As I’m slowly writing songs for a new album, other outlets seem to be popping up, like the Walk a Mile campaign back in July we were asked to participate in. And last week I recorded a new song, called “Just to Win the Fight,” that I felt would be better off heading out into the world now, rather than waiting for an album release much later. You can listen and get the song for free right here.


See, it’s a presidential election year, which means that everywhere I look there seems to be a lot of poison going into the well. I am not a fan of the business of politics, but I am kind of a news junkie, so I find myself inundated with all of the election-year back-and-forth despite the taste it leaves in my mouth. It was probably inevitable, then, that I’d wind up writing some kind of song expressing my basic displeasure with all of the name-calling, truth-evading, and generally unenviable behavior on display in the run-up to November. We’ve reached the point where James Fallows in The Atlantic is lamenting our new post-truth era and people admit to not even trying to tell the truth on the campaign trail anymore, relying on the old lawyers’ trick of the jury not actually being able to disregard things they’ve heard, whether they’re in the official record or not.
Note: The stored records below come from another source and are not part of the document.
PR #932, opened 2021-04-19
fix(windows): fix IPCEventStreamServiceTest

fufranci:
**Issue #, if available:**

**Description of changes:**
`IPCEventStreamServiceTest` is failing on Windows. This PR fixes it.

Observe in Github action that the test is passing on both Linux and Windows hosts.

Windows result is [here](https://github.com/aws-greengrass/aws-greengrass-nucleus/pull/932/checks?check_run_id=2394782225#step:6:5598).

**Checklist:**

### DIFF
--- a/src/main/java/com/aws/greengrass/ipc/IPCEventStreamService.java
+++ b/src/main/java/com/aws/greengrass/ipc/IPCEventStreamService.java
@@ -17,7 +17,6 @@ import com.aws.greengrass.util.platforms.Platform;
 import com.fasterxml.jackson.databind.DeserializationFeature;
 import com.fasterxml.jackson.databind.ObjectMapper;
 import lombok.AccessLevel;
-import lombok.NoArgsConstructor;
 import lombok.Setter;
 import software.amazon.awssdk.aws.greengrass.GreengrassCoreIPCService;
 import software.amazon.awssdk.aws.greengrass.GreengrassCoreIPCServiceModel;
@@ -37,7 +36,7 @@ import javax.inject.Inject;
 
 import static com.aws.greengrass.lifecyclemanager.GreengrassService.SETENV_CONFIG_NAMESPACE;
 
-@NoArgsConstructor
+//@NoArgsConstructor
 public class IPCEventStreamService implements Startable, Closeable {
     public static final long DEFAULT_STREAM_MESSAGE_TIMEOUT_SECONDS = 5;
     public static final int DEFAULT_PORT_NUMBER = 8033;
@@ -54,17 +53,17 @@ public class IPCEventStreamService implements Startable, Closeable {
     private RpcServer rpcServer;
 
     @Inject
-    private Kernel kernel;
+    private final Kernel kernel;
 
-    @Inject
-    private GreengrassCoreIPCService greengrassCoreIPCService;
+    //@Inject
+    private final GreengrassCoreIPCService greengrassCoreIPCService;
 
     @Inject
     @Setter(AccessLevel.PACKAGE)
     private AuthenticationHandler authenticationHandler;
 
     @Inject
-    private Configuration config;
+    private final Configuration config;
 
     private SocketOptions socketOptions;
     private EventLoopGroup eventLoopGroup;
--- a/src/main/java/com/aws/greengrass/ipc/IPCEventStreamService.java
+++ b/src/main/java/com/aws/greengrass/ipc/IPCEventStreamService.java
@@ -49,20 +49,18 @@ public class IPCEventStreamService implements Startable, Closeable {
 
     private RpcServer rpcServer;
 
-    @Inject
     private final Kernel kernel;
 
     private final GreengrassCoreIPCService greengrassCoreIPCService;
 
-    @Inject
     private final AuthenticationHandler authenticationHandler;
 
-    @Inject
     private final Configuration config;
 
     private SocketOptions socketOptions;
     private EventLoopGroup eventLoopGroup;
 
+    @Inject
     IPCEventStreamService(Kernel kernel,
                           GreengrassCoreIPCService greengrassCoreIPCService,
                           Configuration config,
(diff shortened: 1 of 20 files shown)


src/main/java/com/aws/greengrass/util/platforms/windows/WindowsPlatform.java
```diff
@@ -366,17 +365,17 @@ public ShellDecorator withShell(String shell) {
 
     @Override
     public String prepareIpcFilepath(Path rootPath) {
-        return NAMED_PIPE;
+        return NAMED_PIPE + rootPath.toAbsolutePath();
```
fufranci, line 368: This change is so that a unit test can for sure connect to the intended IPC server that has the mock setup. Without this change, unit test may connect to a different IPC server that is started by a different test, and for whatever reason, still running.

This change is likely the only one that is absolutely necessary to make the test to pass.

src/main/java/com/aws/greengrass/ipc/IPCEventStreamService.java
```diff
@@ -51,27 +49,26 @@
...
     private SocketOptions socketOptions;
     private EventLoopGroup eventLoopGroup;
 
+    @Inject
     IPCEventStreamService(Kernel kernel,
-                                 GreengrassCoreIPCService greengrassCoreIPCService,
-                                 Configuration config) {
+                          GreengrassCoreIPCService greengrassCoreIPCService,
+                          Configuration config,
+                          AuthenticationHandler authenticationHandler) {
```
fufranci, line 67: This changes to constructor injection. It is not really necessary to make the test to pass. But I think constructor injection is a better pattern.

src/test/java/com/aws/greengrass/ipc/IPCEventStreamServiceTest.java
```diff
@@ -75,35 +69,19 @@
...
-        };
-        when(mockAuthenticationHandler.apply(any(), any())).thenReturn(authenticationData);
-        when(mockAuthorizationHandler.apply(eq(authenticationData))).thenReturn(Authorization.ACCEPT);
-        when(greengrassCoreIPCService.getAuthenticationHandler()).thenReturn(mockAuthenticationHandler);
-        when(greengrassCoreIPCService.getAuthorizationHandler()).thenReturn(mockAuthorizationHandler);
-        when(greengrassCoreIPCService.getServiceModel()).thenReturn(GreengrassCoreIPCServiceModel.getInstance());
-
-        ipcEventStreamService = new IPCEventStreamService(mockKernel, greengrassCoreIPCService, config);
-        NucleusPaths nucleusPaths = mock(NucleusPaths.class);
+    public void setup() throws UnauthenticatedException {
```
fufranci, line 75: I updated the test to setup the mock according to how `IPCEventStreamService` is currently implemented.

MikeDombo:
Can you fix the windows workflow so that it fails the workflow when a test fails? We don't want false confidence that tests are passing.

MikeDombo (approved):

src/main/java/com/aws/greengrass/util/platforms/windows/WindowsPlatform.java
shaguptashaikh: Can this path end up being longer than the max pipe name length? We've faced similar issues with the socket file paths in UATs earlier. Could making the named pipe non static and initializing with a UUID appended to the static prefix also work instead?

fufranci: Good call. I found that the max length of a named pipe is 256. If the the prefix+rootPath is <= 256, I will use that string. Otherwise, I will use the prefix+UUID. The UUID needs to be static because there are a few places that need the same UUID.

fufranci:
> Can you fix the windows workflow so that it fails the workflow when a test fails? We don't want false confidence that tests are passing.

@MikeDombo, I tried removing `continue-on-error: true` from the `Build with Maven (Windows)` step. But the linux build would get cancelled if the Windows build fails. We don't want to do that *yet*. Do you know if there is another way?

MikeDombo:
> > Can you fix the windows workflow so that it fails the workflow when a test fails? We don't want false confidence that tests are passing.
> 
> @MikeDombo, I tried removing `continue-on-error: true` from the `Build with Maven (Windows)` step. But the linux build would get cancelled if the Windows build fails. We don't want to do that _yet_. Do you know if there is another way?

No, ok that's fine.

src/main/java/com/aws/greengrass/util/platforms/windows/WindowsPlatform.java
shaguptashaikh: This should work, although sounds a bit unnecessary to have two code paths. I was suggesting we don't use the rootpath at all, instead could have a default constructor for WindowsPlatform, which would initialize a namedPipe member as `NAMED_PIPE + UUID.randomUUID().toString()` and whenever you have to get the file path you return that so it will be consistent everywhere, since a platform instance gets created only once, but that's to your judgement

shaguptashaikh (dismissed):

src/main/java/com/aws/greengrass/util/platforms/windows/WindowsPlatform.java
```diff
@@ -366,17 +368,22 @@ public ShellDecorator withShell(String shell) {
 
     @Override
     public String prepareIpcFilepath(Path rootPath) {
-        return NAMED_PIPE;
+        String absolutionPath = rootPath.toAbsolutePath().toString();
```
MikeDombo, line 371: absolutePath, not absolution

fufranci: Thanks!

MikeDombo (approved):

src/main/java/com/aws/greengrass/util/platforms/windows/WindowsPlatform.java
fufranci: The problem I am trying to fix is more related to running tests: 
1. The name must be unique to one test only. Otherwise, the test could be connecting to an orphan IPC server.
2. The name must be consistent within the test.

Using UUID as a static suffix cannot solve problem 1. Using a new UUID every time cannot solve problem 2. Using the `rootPath` as the suffix is ideal that it solves both problems. If `rootPath` is too long, I am hoping it is outside the scope of running tests. And therefore static UUID would do.

shaguptashaikh (approved):

abanthiy (approved):

PR #933, opened 2021-04-19
feat: add bootstrap.tlog as a fallback when loading the main tlog fails

MikeDombo:
**Issue #, if available:**

**Description of changes:**
We have been seeing that very rarely the transaction log gets corrupted when a device has a power outage. This change does not fix the corruption since it is happening at the hardware level and there really isn't anything that we can do about it right now. Instead, this change writes out a `bootstrap.tlog` file to be used when the main `config.tlog` cannot be loaded. The bootstrap file is always read before the config, since it is only written once, its timestamps will always be older than those in the main tlog, thus any changes in the main tlog will overwrite it. However, if the main tlog is broken, then there's something to fallback onto.

**Checklist:**


src/main/java/com/aws/greengrass/util/SwappingFileWriter.java
```diff
@@ -0,0 +1,118 @@
...
+        Files.deleteIfExists(writeFilePath);
+        // Sync read and write files if the read file exists
+        if (Files.exists(readFilePath)) {
+            Files.copy(readFilePath, writeFilePath, StandardCopyOption.REPLACE_EXISTING);
+        }
+
+        // Now we know that the read and write files are exactly the same so we can safely begin to simply append
+        // to them without any additional, larger, copies.
+
+        readFile = Files.newBufferedWriter(readFilePath, StandardOpenOption.CREATE,
```
MikeDombo, line 53: Recommendation generated by Amazon CodeGuru Reviewer. Leave feedback on this recommendation by replying to the comment or by reacting to the comment using emoji.

**Problem**
This line of code assigns a resource that might leak to a class field, causing a resource leak that slows down or crashes your system. For example, when Files.newBufferedWriter throws an exception, the *SwappingFileWriter* object isn’t constructed so you can’t close this resource afterward.

**Fix**
Ensure that if an exception is thrown, the *readFile* resource is closed before the constructor is exited.

**More info**
[View resource management guidelines at oracle.com](https://www.oracle.com/technetwork/articles/java/trywithresources-401775.html) (external link).

src/main/java/com/aws/greengrass/easysetup/GreengrassSetup.java
```diff
@@ -429,6 +429,11 @@ void provision(Kernel kernel) throws IOException, DeviceConfigurationException {
                     kernel.getContext().get(DeviceConfiguration.class).getNucleusVersion());
         }
 
+        // Dump config since we've just provisioned so that the bootstrap config will enable us to
+        // reach the cloud when needed. Must do this now because we normally would never overwrite the bootstrap
+        // file, however we need to do it since we've only just learned about our endpoints, certs, etc.
+        kernel.writeEffectiveConfigAsTransactionLog(kernel.getNucleusPaths().configPath()
```
shaguptashaikh, line 435: Should this go into Kernel./KernelLifecycle so that even if the config crucial for connecting to cloud changes via deployment, we will have the right set to fallback to on restarting after a crash?

MikeDombo: No, we decided that we never want to write to the file, at least initially. So we will not update it in response to a deployment.

shaguptashaikh: So if the config does get changed through deployment then this issue will still be a problem right? Because it's possible that the bootstrap version wouldn't work for connecting the device to cloud anymore

MikeDombo: Potentially yes, we did think about that and we're ok with it for now.

fengwa-aws (commented):
It's a very clean and smart implement. However, I have two concerns regarding consistency and user experience:
1. Depending on which entry of the tlog is corrupted, it's very likely the Greengrass nucleus reads in a mixture of the latest tlog and the default bootstrap tlog. Would this inconsistency cause issues or at minimum confusions?
2. Do we have enough logging to show that a tlog entry (or multiple entries) are corrupted and therefore the default are being used?

MikeDombo:
> 1. Depending on which entry of the tlog is corrupted, it's very likely the Greengrass nucleus reads in a mixture of the latest tlog and the default bootstrap tlog. Would this inconsistency cause issues or at minimum confusions?

Yes we would possibly mix both. There shouldn't be any issue in mixing, at least no issue which would be worse if we didn't do this.

> 2. Do we have enough logging to show that a tlog entry (or multiple entries) are corrupted and therefore the default are being used?

The logs will print that we cannot parse an entry or entries.


The reason for this implementation is that we don't have a method which allows us to read through the tlog looking for corruption without merging while that happens. I think that we might want such a method eventually, but right now it isn't needed because the bootstrap is definitely going to have older timestamps and so any newer values will come from the uncorrupted tlog.

src/main/java/com/aws/greengrass/config/ConfigurationReader.java
```diff
@@ -100,6 +102,26 @@ private static void mergeTLogInto(Configuration c, Path p) throws IOException {
...
+     * @param tlogPath path to the file to validate.
+     * @throws IOException if any entry is invalid.
+     */
+    public static void validateTlog(Path tlogPath) throws IOException {
+        try (BufferedReader in = Files.newBufferedReader(tlogPath)) {
+            // Only validate that the first line is readable. If it is then we will assume the rest of the file
+            // is at least mostly fine since any corruption should only occur during the append and would only affect
+            // the very last entry.
+
+            String l = in.readLine();
```
fengwa-aws, line 117: Can you add more details to the comment? The assumption is we only need to fallback if the beginning of the tlog file is corrupted?

src/main/java/com/aws/greengrass/lifecyclemanager/KernelLifecycle.java
```diff
@@ -137,35 +139,96 @@ void initConfigAndTlog(String configFilePath) {
...
+                                .log("Transaction log {} is invalid and no usable backup exists, will attempt to load "
+                                                + "configuration from {}", transactionLogPath, bootstrapTlogPath,
+                                        tlogValidationError);
+                        kernel.getConfig().read(bootstrapTlogPath);
+                        readFromNonTlog = true;
+                    } else {
+                        // There are no files to load from
+                        logger.atError()
+                                .log("Transaction log {} is invalid and no usable backup exists", transactionLogPath,
+                                        tlogValidationError);
```
fengwa-aws, line 209: Should the program exit here? Especially if `externalConfigExists` is false?

MikeDombo: Logging is basically always safe, but I'd be concerned about making us exit at this point. I think it could have some undesirable side-effects.

src/main/java/com/aws/greengrass/config/ConfigurationReader.java
MikeDombo: Right, I thought my comment was clear enough that we're just checking the first line because any other corruption should only affect the last line of the file. Let me know if you have a suggestion for what comment to add.

fengwa-aws (approved):

src/main/java/com/aws/greengrass/util/CommitableFile.java
```diff
@@ -117,14 +117,15 @@ public void abandon() {
...
-     * Close the file and commit the new version.  The old version becomes a backup
+     * Close the file and commit the new version. The old version becomes a backup
      */
     @SuppressWarnings("ConvertToTryWithResources")
     @Override
     public void commit() {
         if (!closed) {
             try {
-                super.close();
+                flush();
```
fahadmohammed01, line 127: is there a difference between flush() and out.flush() ?

src/main/java/com/aws/greengrass/config/ConfigurationReader.java
```diff
@@ -100,6 +102,36 @@ private static void mergeTLogInto(Configuration c, Path p) throws IOException {
         }
     }
 
+    /**
+     * Validate the tlog contents at the given path. Throws an IOException if any entry is invalid.
+     *
+     * @param tlogPath path to the file to validate.
+     * @throws IOException if any entry is invalid.
+     */
+    public static void validateTlog(Path tlogPath) throws IOException {
```
fahadmohammed01, line 111: should we throw exception if the last line of tlog file is corrupted? I think we can treat tlog files that are corrupted only at the end as a valid tlog file.

src/main/java/com/aws/greengrass/util/CommitableFile.java
MikeDombo: No, flush() will redirect to out.flush(). But this way if we add more stuff into flush for some reason, it would get called here.

src/main/java/com/aws/greengrass/config/ConfigurationReader.java
MikeDombo: We are only validating the first line.

fahadmohammed01 (approved):

PR #934, opened 2021-04-20
Add loader.cmd for Windows

NikOrin:
**Issue #, if available:**

**Description of changes:**
New File: **loader.cmd**
Excluded **loader.cmd** from maven license plugin (it wasn't recognizing comment style of _@REM_)
Included **loader.cmd** in zip package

It was with trepidation that I wandered into the political, but I mean, I’m a folk singer, it’s kind of my business to be outraged by stuff like this. From Woody Guthrie writing “This Machine Kills Fascists” on his guitar, Pete Seeger’s banjo inscription “This Instrument Surrounds Hate and Forces it to Surrender,” to Bob Dylan’s advocacy for Ruben “Hurricane” Carter’s freedom, the American folk tradition has always been to hold up a mirror and say “Guys, we can do better.”

I have two young kids, and it is with some regularity that we have discussions about telling the truth versus telling lies. I let them know I expect them to tell the truth, even if they’ve made a mistake, and even if there are going to be consequences. That’s the example I try to set for them. And I don’t think it’s too much to ask of our leaders. The truth is too valuable a thing to throw away just because we don’t want the other guy to win.

On a happier note, I’d like to point out that this song marks the recorded debut of my 12-string guitar and the (very) used banjo I found in my neighborhood music store. I hope you dig it.